Train Network on Amazon Web Services Using MathWorks Cloud Center

This example shows how to train a deep learning network in MATLAB^® on MathWorks^® Cloud Center using an Amazon EC2^® instance. On MathWorks Cloud Center, you can choose machines where you can take full advantage of high-performance NVIDIA^® GPUs and speed up your deep learning applications.

This workflow helps you speed up the training of a semantic segmentation network using MathWorks Cloud Center. To learn more about the semantic segmentation network example, see Semantic Segmentation Using Deep Learning. To train this model on AWS^® using the MathWorks Cloud Center, you must:

Ensure that you have the necessary toolboxes in your MathWorks account. For this example, you need the Deep Learning Toolbox™, Parallel Computing Toolbox™, Computer Vision Toolbox™, and the Deep Learning Toolbox Model for ResNet-18 Network.
Ensure that your MATLAB license is configured for cloud use. For more details, see Requirements for Using Cloud Center.
Link your AWS account to Cloud Center. For details, see Link Cloud Account to Cloud Center.

Note that training is always faster if you have locally hosted training data. Remote data use has overheads, especially if the data has many small files, like the digits classification example. Training time depends on network speed and the proximity of the Amazon S3™ bucket to the machine running MATLAB. Larger data files make efficient use of bandwidth in Amazon EC2 (greater than 200 kB per file). If you have sufficient memory, copy the data locally for best training speed.
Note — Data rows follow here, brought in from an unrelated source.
PR #857, opened 2018-11-21
Patch com.snowplowanalytics.monitoring.kinesis/storage_write_failed

jbeemster:
Hey @chuwy this seems to be the last "bad" event we have flowing through our internal pipeline so patching this would mean pretty much no data going to bad anymore!

Failures seem to be generated from the Elasticsearch Loader - I have opened a ticket there to explore why this appears to be sending null messages:

https://github.com/snowplow/snowplow-elasticsearch-loader/issues/124

### DIFF
--- a/schemas/com.snowplowanalytics.monitoring.kinesis/storage_write_failed/jsonschema/1-0-0
+++ b/schemas/com.snowplowanalytics.monitoring.kinesis/storage_write_failed/jsonschema/1-0-0
@@ -30,7 +30,7 @@
 			"minimum": 0
 		},
 		"message": {
-			"type": "string"
+			"type": ["string", "null"]
 		}
 	},
 


jbeemster:
Well currently all of that monitoring information is going to the bin and will continue to do so until we:

1. Patch and release a new version of this application
2. Update all of our deployed apps (quite a slow upgrade cadence currently)

For brevity and getting things working now I would really prefer allowing null so that we can get use from the monitoring now (even if some messages are null!).

chuwy:
Okay, makes sense. We always can add next schema without `null` after this fixed in the Elasticsearch Loader. Scheduling.

jbeemster:
Thanks @chuwy !

chuwy:
Closing in favor of https://github.com/snowplow/iglu-central/pull/860. Thanks.

chuwy:
Closing in favor of https://github.com/snowplow/iglu-central/pull/860. Thanks.

PR #860, opened 2018-11-26
R98

chuwy:


chuwy:
This one patches couple of JSON Paths, but I triple-checked that this is safe.

alexanderdean:
Done!

chuwy:
cc @jbeemster, @rzats

PR #877, opened 2018-12-11
R99

chuwy:


yalisassoon:
@alexanderdean - we need this published for a the forthcoming JS tracker release @mhadam has been working on. I understand you're the person who does the merging / releasing? Is that something that can be delegated?

BenFradet:
it'd be great if we could include #879 too :+1:

alexanderdean:
Sorry for the delay - let me know as soon as #897 is finalised.

Very eager to hand over Iglu Central releases once we have a bulletproof CI/CD process in place.

yalisassoon:
What's the status here? (It's gating the next JS tracker release.) Have asked @goodits to look into it

alexanderdean:
Either #897 needs to be finished, or pushed back. Not sure why it was added given the release was already code complete...

PR #879, opened 2018-12-27
Add com.snowplowanalytics.snowplow/recoveries/jsonschema/1-0-0

BenFradet:
I would need a fallback case so that if you want to run a custom not supported out of the box recovery scenario you don't need to update the schema, wdyt would be the best way to go about it?

### DIFF
--- a/schemas/com.snowplowanalytics.snowplow/recoveries/jsonschema/1-0-0
+++ b/schemas/com.snowplowanalytics.snowplow/recoveries/jsonschema/1-0-0
@@ -11,7 +11,7 @@
   "items": {
     "type": "object",
     "description": "Recovery scenario sum type",
-    "oneOf": [
+    "anyOf": [
       {
         "properties": {
           "name": {
--- a/schemas/com.snowplowanalytics.snowplow/recoveries/jsonschema/1-0-0
+++ b/schemas/com.snowplowanalytics.snowplow/recoveries/jsonschema/1-0-0
@@ -10,15 +10,18 @@
   "type": "array",
   "items": {
     "type": "object",
+    "description": "Recovery scenario sum type",
     "oneOf": [
       {
         "properties": {
           "name": {
+            "description": "The PassThrough recovery scenario doesn't modify the payload",
             "enum": [
               "PassThrough"
             ]
           },
           "error": {
+            "description": "Error filter used to discriminate the bad rows that will be affected by this recovery scenario",
             "type": "string"
           }
         },
@@ -31,15 +34,18 @@
       {
         "properties": {
           "name": {
+            "description": "The RemoveFrom{Body,QueryString} will remove part of the payload",
             "enum": [
               "RemoveFromQueryString",
               "RemoveFromBody"
             ]
           },
           "error": {
+            "description": "Error filter used to discriminate the bad rows that will be affected by this recovery scenario",
             "type": "string"
           },
           "toRemove": {
+            "description": "String or regex to remove from the {body, query string}",
             "type": "string"
           }
         },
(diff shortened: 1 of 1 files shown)


schemas/com.snowplowanalytics.snowplow/recoveries/jsonschema/1-0-0
```diff
@@ -0,0 +1,145 @@
...
+    "anyOf": [
+      {
+        "properties": {
+          "name": {
+            "description": "The PassThrough recovery scenario doesn't modify the payload",
+            "enum": [
+              "PassThrough"
+            ]
+          },
+          "error": {
```
chuwy: Should we mention format of `error`s in the description?

schemas/com.snowplowanalytics.snowplow/recoveries/jsonschema/1-0-0
```diff
@@ -0,0 +1,145 @@
...
+        "required": [
+          "name",
+          "error",
+          "toReplace",
+          "replacement"
+        ],
+        "additionalProperties": false
+      },
+      {
+        "properties": {
```
chuwy: I'd still prefer an option with self-describing JSON as a fallback. `additionalProperties` makes this fallback effectively untyped.

BenFradet: The point is not to have to upload a schema to run a custom recovery scenario, I think having a self-desc fallback defeats this purpose, wdyt?

schemas/com.snowplowanalytics.snowplow/recoveries/jsonschema/1-0-0
BenFradet: wdym by format?

schemas/com.snowplowanalytics.snowplow/recoveries/jsonschema/1-0-0
chuwy: At one hand - yes, definitely, but on the other hand if somebody wrote a custom recovery scenario - uploading a schema would be a least of their problems. At the same time schema'ed recovery can motivate one to publish whole recovery scenario.

Also, even if recovery will be written in Scala - JSON schema has stronger validation, so quite a lot invalid configs can be filtered out.

schemas/com.snowplowanalytics.snowplow/recoveries/jsonschema/1-0-0
chuwy: Sorry I though its going to contain complex logic such as `contains("invalid schema") && contains("com.acme")`, but apparently this is going to be simple matcher.

schemas/com.snowplowanalytics.snowplow/recoveries/jsonschema/1-0-0
BenFradet: I'm not quite sure adding steps is going to encourage contributions but anyways the main problem I'm seeing with this approach is that I'm not going to have the same ADT in the `data` array, that seems like unnecessary complexity, wdyt?

alexanderdean:
Can we just move this back to R100 @BenFradet, it is blocking R99 release, cc @yalisassoon

BenFradet:
sure

alexanderdean:
Pushed back, unblocks R99

alexanderdean:
@BenFradet if you want to expedite this I'm sure the other stuff can be moved out of R100

BenFradet:
yes will do, I will just wait for Anton to get back

PR #905, opened 2019-02-28
Add marketing_campaign_* fields to com.sendgrid schemas

### LINKED ISSUE #904: Add marketing_campaign_* fields to com.sendgrid schemas

dilyand:


dilyand:
@BenFradet Do you mean multiple commits within the same PR or separate PRs?

I'm also assuming that each commit will be closing a separate issue rather than have one for all?

Regarding the version, I think it should be at least `1-1-0` but not a simple addition. We're adding fields but we have `additionalProperties: true` in `1-0-0`, which means that some of these properties might have been part of historical events but with a different format. Eg, something that is a string now might have been an integer. We cannot guarantee that all old events will pass validation against these new schemas.

I went for `2-0-0` rather than `1-1-0` because the Redshift DDLs have meanwhile also changed. `1-0-0` DDLs still have the `LZO` encoding while the new DDLs have `ZSTD`.

BenFradet:
yes I meant mutlitple commits in the same PR.

@chuwy can help us regarding your other qs

chuwy:
Hey @dilyand, I agree with `2-0-0` approach. The main disadvantage is a new table, but it is a lot safer from my POV. Redshift's compression type though is irrelevant here as it doesn't break anything and we can even patch such DDLs.

schemas/com.sendgrid/processed/jsonschema/2-0-0
```diff
@@ -0,0 +1,88 @@
...
+    },
+    "send_at": {
+      "description": "To schedule a send request for a large batch of emails, use the send_at parameter which will send all emails at approximately the same time. send_at is a UNIX timestamp.",
+      "type": "integer",
+      "maximum": 2147483647,
+      "minimum": 0
+    },
+    "marketing_campaign_id": {
+      "description": "For emails sent through our Marketing Campaigns feature, we add Marketing Campaigns specific parameters to the Event Webhook. Both marketing_campaign_name and marketing_campaign_id are displayed as unique arguments in the event data.",
+      "type": "integer"
```
benjben: The `marketing_campaign_*` fields are always set, they can't be `null`?

benjben:
Awesome that you added the descriptions of the fields @dilyand !

schemas/com.sendgrid/processed/jsonschema/2-0-0
dilyand: The SendGrid [docs](https://sendgrid.com/docs/for-developers/tracking-events/event/#custom-arguments) say:

> Both `marketing_campaign_name` and  `marketing_campaign_id` are displayed as unique arguments in the event data.

I took that to mean that they are always set.

benjben: Ok, I asked because the issue [here](https://github.com/snowplow/snowplow/issues/4002) mentions *optional* `marketing_campaign_*` fields.

What about `marketing_campaign_version` and `marketing_campaign_split_id` ?

dilyand: Ah, yes, they are optional. That is why the schema does not have any required properties. So if they are missing, their values will indeed be `null`.

benjben: In my understanding `required` and `null` were 2 different things:
- `required`: if a field is not required, it's possible that it doesn't appear at all in the JSON.
- `null`: if `null` is not in the type (e.g. `"type": ["null", "integer"]), the value of the field can never be `null`.

Isn't it the case?

dilyand: You've got it right. If it's not required, then it can be missing from the JSON and the event will still pass validation.

If it is in the JSON, then it must match the type, which in this case is `integer`.

I meant that if it's missing, it will pass validation, but the value of the field will be `null` downstream. For example when loading into Redshift this column is nullable: https://github.com/snowplow/iglu-central/pull/905/files#diff-b05f60993433e51ea2a62f00526a47f3R20 .

Does that make sense?

benjben: Ok so in the JSON the field will not exist unless it has a non-null value, is that right?

dilyand: Yes, that is my assumption, based on the SendGrid docs.

benjben: Ok cool thanks!

BenFradet:
superseded by #942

Semantic Segmentation in the Cloud

This example shows how to train a semantic segmentation network using a single GPU and then using 4 GPUs on a p3.8xlarge Amazon EC2 instance on MathWorks Cloud Center. The p3.8xlarge instance has 4 NVIDIA Tesla^® V100 SMX2 GPUs with a total of 64 GB of GPU memory. If you do not have this instance in your region, pick another multi-GPU enabled instance. Using 4 GPUs speeds up the training by about a factor of 3 compared to a single GPU.

Start and open MATLAB on an Amazon EC2 instance using MathWorks Cloud Center. For details, see Start MATLAB on Amazon Web Services (AWS) Using Cloud Center.

Open the live script from the Semantic Segmentation Using Deep Learning example and run through the sections. This example in the live script shows training if you choose a single NVIDIA Tesla V100 SMX2 GPU on a p3.8xlarge EC2 instance. To train the semantic segmentation network using the Live Script example, change doTraining to true. To visualize the loss over different epochs during training, set Plots to "training-progress" in the trainingOptions function. Training took around 45 minutes to meet the validation criterion, as shown in the training progress plot.

Plot showing the training and validation accuracy and loss of the training and validation datasets when training the network on a machine with a single GPU.

To save the plots or any other data to your local machine, see Transfer Data to or from MATLAB in Cloud Center.

Semantic Segmentation in the Cloud with Multiple GPUs

Train the network on a machine with multiple GPUs to improve performance.

When you train with multiple GPUs, each image batch is distributed between the GPUs. Distribution between GPUs effectively increases the total GPU memory available, allowing larger batch sizes. A recommended practice is to scale up the mini-batch size linearly with the number of GPUs to keep the workload on each GPU constant. Because increasing the mini-batch size improves the significance of each iteration, also increase the initial learning rate by an equivalent factor.

For example, to run this training on a machine with 4 GPUs:

In the semantic segmentation example, set ExecutionEnvironment to "multi-gpu" in the trainingOptions.
Multiply the mini-batch size by 4 to match the number of GPUs.
Multiply the initial learning rate by 4 to match the number of GPUs.

The following training progress plot shows the improvement in performance when you use multiple GPUs. This network trained for 18 epochs in around 20 minutes, on a p3.8xlarge EC2 instance with 4 NVIDIA Tesla V100 SMX2 GPUs.

Plot showing the training and validation accuracy and loss of the training and validation datasets when training the network on a machine with 4 GPUs.

As shown in the following plot, using 4 GPUs and adjusting the training options as described above results in a network that has the same validation accuracy but trains 2.7x faster.

Bar plot showing two bars comparing the training times of the network on a machine with single GPU and on a machine with 4 GPUs.

To save the trained network to Amazon S3, follow the procedure in Transfer Data to Amazon S3 Buckets and Access Data Using MATLAB.